Sial!!” ucap Toni kesal.
“Sudah kubilang, percayakan saja
pada temanmu ini,” ucapnya sombong. “Kau habiskan saja dulu santapanmu itu dan
dengarkan permintaanku berikutnya setelah aku melihat rekaman ini.”
Seperti
seorang bocah yang penurut, Toni melakukan apa yang temannya itu katakan. Ia
mulai memotong bongkahan daging panggang yang ada di hadapannya dengan pisau
dan garpu yang sudah disediakan dan menyantapnya dengan lahap.
“Kau
tangkap saja Adnan ini,” ucapnya santai setelah melihat ketiga rekaman. “Kau
bisa menggeledah rumahnya dan menemukan sepatu dengan bercak darah tersebut.

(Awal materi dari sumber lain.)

PR #557, opened 2022-09-30
View user ticks integrated along with re-import ticks button for mtn …

Downster:
…project ticks


vnugent:
@Downster I merged the delete ticks PR and I think it's caused conflicts. Can you fix them? we should be good to merge after. Thanks

Downster:
@vnugent So the delete-ticks PR actually had all of the changes that were made in this branch. I created the delete-ticks branch from this version.

PR #560, opened 2022-09-30
feat: Use financial donor account id to ensure unique

### LINKED ISSUE #555: Use financial donor account id to ensure unique
Related issue #547 

Currently we're using name as a key to ensure uniqueness.  Short term fix: https://github.com/OpenBeta/open-tacos/pull/548

A better approach would be grouping the donor list by account id.

### Todo
- Insert a new line with id above name: https://github.com/OpenBeta/open-tacos/blob/develop/src/pages/index.tsx#L228
- Declare id type: id: string https://github.com/OpenBeta/open-tacos/blob/develop/src/js/types.ts#L269
- update `uniq` function to use id instead of name https://github.com/OpenBeta/open-tacos/blob/develop/src/components/home/FinancialBackers.tsx#L10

Atau jika sudah dibersihkan, reaksinya akan tetap ada bukan, teknologi sekarang
sudah maju. Kurasa ia tidak akan membuangnya karena jejak itu cocok dengan
jenis sepatu yang terbilang cukup mahal. Aku sudah mencarinya di internet. Cukup
kau katakan bahwa kau memiliki bukti kuat bahwa dia pelakunya dan apabila ia
tidak bersikap koperatif maka hukumannya akan diperberat nantinya karena dia
sudah dipastikan bersalah. Mungkin dia akan berkata bahwa alasannya adalah
dendam karena software yang ia buat bersama – sama dengan Doni, hanya
memperkaya temannya itu. Dia merasa korban mengambil haknya. Kau bisa
menghubungiku lagi jika sudah menyelesaikannya, sudah kubilang kan, ini terlalu
mudah.,” ucap Galias yang kemudian berdiri, menyeruput habis minumannya, dan
berjalan ke arah pintu keluar.
“Hei tunggu dulu!! Apa – apaan
itu!!” sentak Toni terkaget.
“Harus ku ulang lagi? Percaya saja
pada temanmu ini,” jawabnya diikuti tawa kecil, “Bye bye... Hubungi aku setelah
kau menyelesaikan kasusmu.”
“Manusia
sialan!!” umpat Toni menatapi temannya yang sudah berada di luar ruangan dan
berjalan menuju ke arah tempat parkir.
“Kau
ini apa? Peramal? Cenayang? Atau ahli sihir?” tanya Toni kepada temanya itu di
line telepon. “Dia benar – benar memberikan alasan yang sama dengan apa yang
kau katakan, beritahu aku darimana kau mencurigainya. Yang tampak mencurigakan
bagiku justru Tito, seorang preman tanah abang. Lagipula ia yang terakhir kali
melihat korban masih hidup.”
“Harus ku ulangi berapa ratus kali
agar kau mendengar, percayalah saja pada temanmu ini,” jawab Galias dengan nada
bangga. “Kali ini kau, sobat, yang memandang orang dari labelnya, mencurigai
seorang preman. Memang itu wajar, namun kali ini kau salah. Dan sudah kubilang
motifnya bukanlah uang. Kau ingat luka di paha kanan korban? Tusukan itu berada
di sisi luar. Melihat posisi luka korban yang lain, pastilah ia diserang dari
depan. Jadi kuasumsikan bahwa pelaku adalah orang yang kidal. Sekarang kau
mengerti bukan, mengapa aku menyuruhmu untuk meminta ketiga orang itu
menggambar selagi kau dokumentasikan. Benar, karena orang kidal dapat berlatih
menulis dengan tangan kanan, namun menggambar dengan tangan kanan cukup sulit,
kecuali kau memang seorang pelukis atau apalah, belum lagi kau meminta gambar
yang cukup detil. Karena itulah kita tidak butuh gambar tersebut, rekaman
itulah kuncinya. Lalu mengenai alasannya. Haha!! Itu aku hanya menebak saja,
terlalu banyak menonton film – film mungkin. Keberuntungan terbesar adalah
diantara ketiga orang tersangka itu, hanya Adnan yang kidal. Tepat sudah panah
cintaku padanya.”
“Dasar bajingan yang beruntung,
bajingan cerdas yang beruntung.”
“Terserah apa katamu, lagi – lagi
aku tak mengecewakanmu bukan? Sudah dulu, terimakasih sudah memberitahu
hasilnya. Kuhubungi kau lagi nanti, aku masih ada urusan,” ucap Galias seraya
mematikan panggilan tersebut. Ia kemudian menatap langit – langit kamar yang
terlihat bergoyang di matanya.
“Ah!! Aku terlalu mabuk,” ucapnya pelan.